A merced de la urgencia subjetiva, J. va al hospital varias veces por semana buscando qué hacer con el cuerpo. Ha perdido peso, no puede dormir, casi no come. ¡Y ahora el dolor! ¡Es demasiado! No tiene sentido, no sabe qué pasa, eso no cesa. La situación es crítica.

Toma la decisión de consultarme por consejo de un familiar que conoció el psicoanálisis.

Náuseas y arcadas le acompañan desde su temprana juventud y siempre le han ayudado a poner límite a beber y fumar excesivamente. Nunca habló de ellas con nadie.

Fue a partir de la intervención quirúrgica, que a los veinticinco años detuvo la hemorragia producida por una perforación ulcerosa, que las náuseas cambiaron y él no ha dejado de ir a los médicos en busca de una explicación.

De la consulta con el psiquiatra, al que le deriva su médico de cabecera por el insomnio que refiere, J. es despedido con una pauta farmacológica que no contempla la existencia del sujeto.

A su demanda formulada como: “tienen que mirar, aquí dentro hay algo” “Hay que sacarlo” los médicos, de inmediato, miran, uno tras otro. Responden con un objeto: endoscopio. En este caso, aceptando el lugar que la ciencia les pide, y que nada tiene que ver con la “posición propiamente médica”(1), “cual si fuese un distribuidor” (2) el médico reparte, prodiga las endoscopias, cuya repetición se alarga en una serie a la que sólo pone fin lo real. En efecto, ahora le dicen que hay que operar la hernia de hiato que las endoscopias han generado, es ese el problema. Que luego no podrá eructar ni devolver. Consiente, pues su posición subjetiva objetalizada le pone difícil la separación.

La intensificación de las náuseas y arcadas que sigue a la operación desencadena la crisis por la que J. acudirá a consultar.

Una segunda intervención tendrá que corregir el fallo de la herida operatoria, que cede al embate de las arcadas, asegurando la pared por una malla: ¡asegu- rando el desastre! El dolor se instala, las náuseas se desorganizan, ya no funcionan, no sabe lo que ha comido, no reconoce el sabor de los alimentos y todo lo que come desaparece, cae en el vacío, se pierde en un gran agujero. Empieza a tener trastornos intestinales. “Tienen que mirarme dentro ,tienen que sacarme” continúa demandando.

Se repliega. Las náuseas le mantienen en cama, aislado. Es lo único que le alivia. Está muy angustiado, desesperado, triste e inhibido.
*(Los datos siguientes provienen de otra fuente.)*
PR #144, opened 2018-12-06
Catch TypeError during float conversion

tnagorra:


bewakes:
This is fixed in another ongoing branch `feature-tabular-autodetect-enhancement'.

PR #171, opened 2018-12-28
Fix lead task

bewakes:


lead/receivers.py
```diff
@@ -0,0 +1,15 @@
...
+from django.dispatch import receiver
+
+from lead.models import Lead
+
+
+@receiver(models.signals.post_save, sender=Lead)
+def on_lead_saved(sender, **kwargs):
+    instance = kwargs.get('instance')
+    project = None
+    if instance:
```
thenav56: `instance` and `project` are never None.

bewakes: done

lead/tasks.py
```diff
@@ -104,6 +89,10 @@ def _extract_from_lead_core(lead_id):
             classified_doc_id=classified_doc_id,
```
thenav56: `classified_doc_id` isn't required here now.

lead/tasks.py
```diff
@@ -117,6 +106,46 @@ def _extract_from_lead_core(lead_id):
     return True
 
 
+@shared_task(bind=True, max_retries=10)
+def send_lead_text_to_deepl(self, lead_id, text):
```
thenav56: we can use `lead_id` to get `text`.

lead/tasks.py
```diff
@@ -117,6 +106,46 @@ def _extract_from_lead_core(lead_id):
...
+        }
+        response = requests.post(DEEPL_CLASSIFY_URL,
+                                 data=data)
+        response_data = response.json()
+        classified_doc_id = response_data.get('id')
+
+        # Get preview
+        preview = LeadPreview.objects.filter(lead=lead).first()
+
+        if not preview:
```
thenav56: This shouldn't happen. We should probably fail the task instead of just warn.

lead/tasks.py
```diff
@@ -117,6 +106,46 @@ def _extract_from_lead_core(lead_id):
...
+            logger.warn(
+                "Lead(id:{}) preview hasn't been created until deepl request".
+                format(lead_id)
+            )
+            return True
+
+        preview.classified_doc_id = classified_doc_id
+        preview.save()
+        return True
+    except Exception as e:
```
thenav56, line 139: This should be probably around the request only.
```python
         response = requests.post(DEEPL_CLASSIFY_URL,
                                  data=data)
         response_data = response.json()
```

lead/tasks.py
bewakes: done sir done.

lead/tasks.py
bewakes: sir yes sir.

lead/tasks.py
bewakes: right sir right

lead/tasks.py
bewakes: considered.

PR #207, opened 2019-01-31
Feature field update api

bewakes:


tabular/serializers.py
```diff
@@ -52,6 +52,7 @@ class Meta:
         exclude = ('sheet',)
 
     def get_geodata(self, obj):
+        print(obj)
```
thenav56: No print please

PR #225, opened 2019-02-20
Feature django upgrade 2.1

thenav56:
TODO: Upgrade Channels


apps/project/views.py
```diff
@@ -14,7 +14,7 @@
     views,
     viewsets,
 )
-from rest_framework.decorators import detail_route, list_route
+from rest_framework.decorators import action, action
```
bewakes: only one `action` is enough I think sir.

bewakes (changes requested):

apps/project/views.py
thenav56: Fixed sir

bewakes (approved):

Acogido en el dispositivo analítico, J. llama duelo a este proceso por el que está atravesando. «Es como si se me hubiera muerto alguien» “ No quiero que me cure, vengo para que me ayude a vivir con esto”

En las entrevistas se pone de manifiesto un sujeto cuyos mecanismos de regulación del goce no dependen del régimen fálico.

Los recursos simbólicos de J. son escasos y la historia familiar es desértica. Pero ama la poesía y disfruta de la construcción de pequeños objetos de madera que él mismo talla. La transferencia con el dispositivo funciona. «Yo tenía que haber ido antes a hablar con un psicólogo»

Hay efectos de subjetivación: ahora piensa que las náuseas y su tristeza quizás se deban a su manera de ser.

Comienza a relacionar sus conversaciones con el analista con haber dejado de ir a urgencias: » Aquí me sacan» o bien: «Hoy ya no me saca más». «Desde que vengo ya no voy al hospital»

Los síntomas van cediendo su dimensión excesiva. Sin embargo, un nuevo empeoramiento trae consigo una propuesta de J. sorprendente: «quiero ir a Salud mental.» Al efecto de división que me produce, explica: «es para escuchar la opinión de otro profesional, por si acaso no es la misma que la suya».

Acojo esta propuesta del sujeto con un “tiene derecho”.

Vuelve: “me quedo aquí, esto ya lo conozco”

Va a su pueblo, donde ahora puede retomar el trabajo con maderas que abandonó hace mucho tiempo. Trae un pequeño carro.

 

Luisella Rossi. – Socia de la Sede de Madrid de la ELP.

 

(1), (2), Lacan, J. Psicoanálisis y medicina. Ed. Manantial ,1966, p. 90.